§ How to complete this task:
Filtering the records below, copy only those lines that include the word "code".

--------

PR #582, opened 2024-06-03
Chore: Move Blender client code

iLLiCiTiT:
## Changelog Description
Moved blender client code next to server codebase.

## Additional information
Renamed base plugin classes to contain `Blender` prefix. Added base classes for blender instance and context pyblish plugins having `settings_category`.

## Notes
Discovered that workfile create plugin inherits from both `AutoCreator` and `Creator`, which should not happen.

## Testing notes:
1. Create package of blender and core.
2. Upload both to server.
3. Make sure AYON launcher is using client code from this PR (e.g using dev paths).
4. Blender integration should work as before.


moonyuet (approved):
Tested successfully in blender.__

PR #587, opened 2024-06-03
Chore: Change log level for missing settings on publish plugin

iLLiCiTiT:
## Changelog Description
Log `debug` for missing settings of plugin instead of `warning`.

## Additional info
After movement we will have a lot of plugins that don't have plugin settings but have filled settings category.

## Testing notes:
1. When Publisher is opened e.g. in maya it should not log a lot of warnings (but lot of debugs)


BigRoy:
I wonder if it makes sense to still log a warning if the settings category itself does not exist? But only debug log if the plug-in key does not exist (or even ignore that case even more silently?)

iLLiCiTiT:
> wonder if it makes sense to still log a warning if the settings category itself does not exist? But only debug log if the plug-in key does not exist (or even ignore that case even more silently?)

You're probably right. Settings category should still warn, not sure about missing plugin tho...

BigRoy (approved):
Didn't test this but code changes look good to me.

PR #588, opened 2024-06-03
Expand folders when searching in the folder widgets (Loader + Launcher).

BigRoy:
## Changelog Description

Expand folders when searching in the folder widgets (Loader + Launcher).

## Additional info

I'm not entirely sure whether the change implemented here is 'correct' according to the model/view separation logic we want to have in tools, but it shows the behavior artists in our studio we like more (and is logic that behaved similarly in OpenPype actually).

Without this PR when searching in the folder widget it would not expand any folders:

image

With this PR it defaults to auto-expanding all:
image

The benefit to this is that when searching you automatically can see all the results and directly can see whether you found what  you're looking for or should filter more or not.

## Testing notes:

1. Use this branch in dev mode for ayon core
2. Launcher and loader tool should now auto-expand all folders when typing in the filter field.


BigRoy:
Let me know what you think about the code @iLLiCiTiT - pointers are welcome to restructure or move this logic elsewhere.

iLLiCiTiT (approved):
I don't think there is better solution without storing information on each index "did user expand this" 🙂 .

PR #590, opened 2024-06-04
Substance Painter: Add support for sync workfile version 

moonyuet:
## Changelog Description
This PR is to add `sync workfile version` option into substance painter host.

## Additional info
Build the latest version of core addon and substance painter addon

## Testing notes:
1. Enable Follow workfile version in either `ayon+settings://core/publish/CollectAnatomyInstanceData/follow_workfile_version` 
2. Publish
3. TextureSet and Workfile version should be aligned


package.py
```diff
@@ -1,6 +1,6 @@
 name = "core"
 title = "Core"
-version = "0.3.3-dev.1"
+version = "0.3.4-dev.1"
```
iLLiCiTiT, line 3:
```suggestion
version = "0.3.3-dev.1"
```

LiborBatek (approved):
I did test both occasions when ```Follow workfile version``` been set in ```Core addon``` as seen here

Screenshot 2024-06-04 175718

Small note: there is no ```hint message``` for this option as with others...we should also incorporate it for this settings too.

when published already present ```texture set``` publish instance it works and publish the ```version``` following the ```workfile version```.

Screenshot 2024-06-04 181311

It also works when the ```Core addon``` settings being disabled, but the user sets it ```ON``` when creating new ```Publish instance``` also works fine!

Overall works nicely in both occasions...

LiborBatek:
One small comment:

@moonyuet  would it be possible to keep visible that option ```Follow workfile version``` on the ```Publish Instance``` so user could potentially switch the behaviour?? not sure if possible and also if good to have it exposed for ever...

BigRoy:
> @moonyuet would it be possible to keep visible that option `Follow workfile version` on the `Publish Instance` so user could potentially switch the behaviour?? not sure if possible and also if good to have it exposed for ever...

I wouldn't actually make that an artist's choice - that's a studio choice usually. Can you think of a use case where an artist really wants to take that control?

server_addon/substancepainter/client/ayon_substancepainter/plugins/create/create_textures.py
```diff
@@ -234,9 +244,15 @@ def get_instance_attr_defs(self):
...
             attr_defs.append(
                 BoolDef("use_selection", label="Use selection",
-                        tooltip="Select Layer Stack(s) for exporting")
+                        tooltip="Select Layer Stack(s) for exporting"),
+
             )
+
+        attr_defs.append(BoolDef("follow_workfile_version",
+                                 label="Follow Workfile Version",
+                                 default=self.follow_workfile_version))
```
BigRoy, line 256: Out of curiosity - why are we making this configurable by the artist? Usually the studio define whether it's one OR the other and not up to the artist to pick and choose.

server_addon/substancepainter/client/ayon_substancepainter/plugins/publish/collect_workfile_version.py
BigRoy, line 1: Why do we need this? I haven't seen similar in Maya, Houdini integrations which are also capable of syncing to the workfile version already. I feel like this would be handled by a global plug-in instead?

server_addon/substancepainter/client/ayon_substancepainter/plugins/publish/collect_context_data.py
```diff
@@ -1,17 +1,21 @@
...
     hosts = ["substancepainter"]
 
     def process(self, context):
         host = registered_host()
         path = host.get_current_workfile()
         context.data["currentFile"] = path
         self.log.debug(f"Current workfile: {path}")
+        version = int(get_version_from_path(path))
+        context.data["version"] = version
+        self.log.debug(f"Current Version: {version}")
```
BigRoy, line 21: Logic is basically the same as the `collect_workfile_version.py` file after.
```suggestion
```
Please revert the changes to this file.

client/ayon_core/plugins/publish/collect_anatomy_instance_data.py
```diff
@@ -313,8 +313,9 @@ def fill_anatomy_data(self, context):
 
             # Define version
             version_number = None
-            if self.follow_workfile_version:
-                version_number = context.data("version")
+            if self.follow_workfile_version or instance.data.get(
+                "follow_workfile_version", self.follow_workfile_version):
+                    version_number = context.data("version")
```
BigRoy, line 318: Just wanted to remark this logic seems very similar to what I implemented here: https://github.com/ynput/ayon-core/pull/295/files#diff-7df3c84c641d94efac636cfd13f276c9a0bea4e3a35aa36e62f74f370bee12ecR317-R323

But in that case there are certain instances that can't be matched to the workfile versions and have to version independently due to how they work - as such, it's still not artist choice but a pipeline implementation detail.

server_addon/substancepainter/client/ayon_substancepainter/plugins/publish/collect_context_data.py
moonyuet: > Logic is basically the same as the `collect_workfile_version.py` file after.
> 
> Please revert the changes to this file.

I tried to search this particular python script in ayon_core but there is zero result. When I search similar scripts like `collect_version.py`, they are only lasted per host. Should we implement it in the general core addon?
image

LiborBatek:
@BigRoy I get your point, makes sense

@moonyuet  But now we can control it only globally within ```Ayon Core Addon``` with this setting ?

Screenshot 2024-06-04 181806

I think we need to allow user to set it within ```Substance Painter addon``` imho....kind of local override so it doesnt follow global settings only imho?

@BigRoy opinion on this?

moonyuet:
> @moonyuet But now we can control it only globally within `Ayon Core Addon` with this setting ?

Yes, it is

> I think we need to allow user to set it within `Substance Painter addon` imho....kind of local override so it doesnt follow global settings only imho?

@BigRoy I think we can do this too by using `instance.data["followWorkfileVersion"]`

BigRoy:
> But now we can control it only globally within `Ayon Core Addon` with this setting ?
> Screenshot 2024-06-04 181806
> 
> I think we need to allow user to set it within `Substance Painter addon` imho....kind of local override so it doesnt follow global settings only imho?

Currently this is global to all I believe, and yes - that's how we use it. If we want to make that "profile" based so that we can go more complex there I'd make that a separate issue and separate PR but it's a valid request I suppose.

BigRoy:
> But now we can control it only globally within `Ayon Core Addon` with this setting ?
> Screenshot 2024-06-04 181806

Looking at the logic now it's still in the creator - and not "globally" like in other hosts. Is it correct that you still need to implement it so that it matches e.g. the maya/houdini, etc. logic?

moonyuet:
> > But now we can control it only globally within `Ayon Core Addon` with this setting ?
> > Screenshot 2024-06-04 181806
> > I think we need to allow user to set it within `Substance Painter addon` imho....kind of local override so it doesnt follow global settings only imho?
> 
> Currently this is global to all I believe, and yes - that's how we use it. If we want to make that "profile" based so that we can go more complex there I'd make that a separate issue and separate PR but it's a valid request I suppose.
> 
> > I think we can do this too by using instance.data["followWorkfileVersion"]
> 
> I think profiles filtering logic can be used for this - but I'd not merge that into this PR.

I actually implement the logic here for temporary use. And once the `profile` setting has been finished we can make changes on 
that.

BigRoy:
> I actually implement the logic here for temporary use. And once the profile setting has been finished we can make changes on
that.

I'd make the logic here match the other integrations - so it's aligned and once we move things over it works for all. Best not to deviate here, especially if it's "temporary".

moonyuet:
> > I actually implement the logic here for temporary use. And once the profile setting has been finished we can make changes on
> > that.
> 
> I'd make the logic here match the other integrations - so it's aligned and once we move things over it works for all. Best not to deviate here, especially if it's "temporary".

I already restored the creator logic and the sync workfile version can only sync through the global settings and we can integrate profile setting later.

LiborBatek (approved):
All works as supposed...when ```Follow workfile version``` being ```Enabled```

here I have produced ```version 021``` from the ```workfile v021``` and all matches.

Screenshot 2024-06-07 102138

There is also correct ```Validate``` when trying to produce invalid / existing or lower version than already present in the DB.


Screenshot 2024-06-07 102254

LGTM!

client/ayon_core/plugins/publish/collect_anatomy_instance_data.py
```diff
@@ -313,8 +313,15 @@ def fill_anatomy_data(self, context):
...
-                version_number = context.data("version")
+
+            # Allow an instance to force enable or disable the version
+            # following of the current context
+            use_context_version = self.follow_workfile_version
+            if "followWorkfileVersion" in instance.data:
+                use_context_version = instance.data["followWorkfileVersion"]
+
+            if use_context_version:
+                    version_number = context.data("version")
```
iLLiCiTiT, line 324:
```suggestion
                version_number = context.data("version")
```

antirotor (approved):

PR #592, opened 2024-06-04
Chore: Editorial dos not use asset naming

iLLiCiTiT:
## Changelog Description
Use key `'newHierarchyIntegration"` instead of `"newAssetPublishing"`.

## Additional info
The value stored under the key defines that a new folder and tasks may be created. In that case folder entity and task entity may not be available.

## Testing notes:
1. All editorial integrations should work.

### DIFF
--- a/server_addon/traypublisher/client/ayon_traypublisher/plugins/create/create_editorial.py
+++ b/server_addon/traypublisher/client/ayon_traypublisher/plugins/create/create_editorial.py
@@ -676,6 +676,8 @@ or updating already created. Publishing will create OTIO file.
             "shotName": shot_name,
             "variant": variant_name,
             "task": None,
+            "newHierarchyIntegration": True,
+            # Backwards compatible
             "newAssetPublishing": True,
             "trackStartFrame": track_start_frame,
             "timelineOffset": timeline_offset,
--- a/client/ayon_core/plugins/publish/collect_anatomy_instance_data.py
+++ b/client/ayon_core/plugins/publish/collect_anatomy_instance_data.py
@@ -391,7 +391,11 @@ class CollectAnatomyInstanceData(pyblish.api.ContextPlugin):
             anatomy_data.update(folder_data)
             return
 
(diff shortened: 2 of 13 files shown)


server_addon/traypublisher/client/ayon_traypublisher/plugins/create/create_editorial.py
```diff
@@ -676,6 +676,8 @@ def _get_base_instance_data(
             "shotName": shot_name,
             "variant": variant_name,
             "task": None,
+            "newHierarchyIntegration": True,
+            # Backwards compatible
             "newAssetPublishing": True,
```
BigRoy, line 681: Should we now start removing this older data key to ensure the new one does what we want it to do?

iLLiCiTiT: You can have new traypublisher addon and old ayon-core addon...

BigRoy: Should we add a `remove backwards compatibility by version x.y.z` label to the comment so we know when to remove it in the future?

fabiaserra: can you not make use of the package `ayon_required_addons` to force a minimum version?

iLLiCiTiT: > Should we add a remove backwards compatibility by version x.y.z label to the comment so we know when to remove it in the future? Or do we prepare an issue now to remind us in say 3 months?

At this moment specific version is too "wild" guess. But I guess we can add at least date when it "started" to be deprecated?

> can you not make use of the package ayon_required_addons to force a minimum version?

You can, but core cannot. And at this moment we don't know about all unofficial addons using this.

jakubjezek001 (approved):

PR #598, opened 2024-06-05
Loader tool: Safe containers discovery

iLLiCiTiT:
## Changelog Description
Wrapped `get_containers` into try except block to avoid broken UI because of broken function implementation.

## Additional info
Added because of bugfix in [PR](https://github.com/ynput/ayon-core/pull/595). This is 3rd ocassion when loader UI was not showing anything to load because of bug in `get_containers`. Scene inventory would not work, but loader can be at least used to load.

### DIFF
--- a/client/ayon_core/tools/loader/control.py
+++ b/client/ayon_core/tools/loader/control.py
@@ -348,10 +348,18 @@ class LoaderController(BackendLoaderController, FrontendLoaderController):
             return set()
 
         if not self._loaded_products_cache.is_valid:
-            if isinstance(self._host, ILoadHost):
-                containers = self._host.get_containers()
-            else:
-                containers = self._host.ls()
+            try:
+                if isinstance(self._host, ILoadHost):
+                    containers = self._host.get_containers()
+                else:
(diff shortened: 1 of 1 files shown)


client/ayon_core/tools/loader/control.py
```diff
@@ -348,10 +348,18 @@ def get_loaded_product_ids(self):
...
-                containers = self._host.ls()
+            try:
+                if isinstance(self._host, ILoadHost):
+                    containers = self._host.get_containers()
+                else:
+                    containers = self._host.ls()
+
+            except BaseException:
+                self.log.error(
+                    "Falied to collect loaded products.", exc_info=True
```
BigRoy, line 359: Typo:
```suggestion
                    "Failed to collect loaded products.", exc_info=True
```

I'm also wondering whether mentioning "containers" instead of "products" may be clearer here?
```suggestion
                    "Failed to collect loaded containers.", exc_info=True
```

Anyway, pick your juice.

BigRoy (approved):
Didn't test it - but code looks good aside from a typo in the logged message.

--------

§ Exercise response:
Chore: Move Blender client code
Moved blender client code next to server codebase.
3. Make sure AYON launcher is using client code from this PR (e.g using dev paths).
Didn't test this but code changes look good to me.
Let me know what you think about the code @iLLiCiTiT - pointers are welcome to restructure or move this logic elsewhere.
Didn't test it - but code looks good aside from a typo in the logged message.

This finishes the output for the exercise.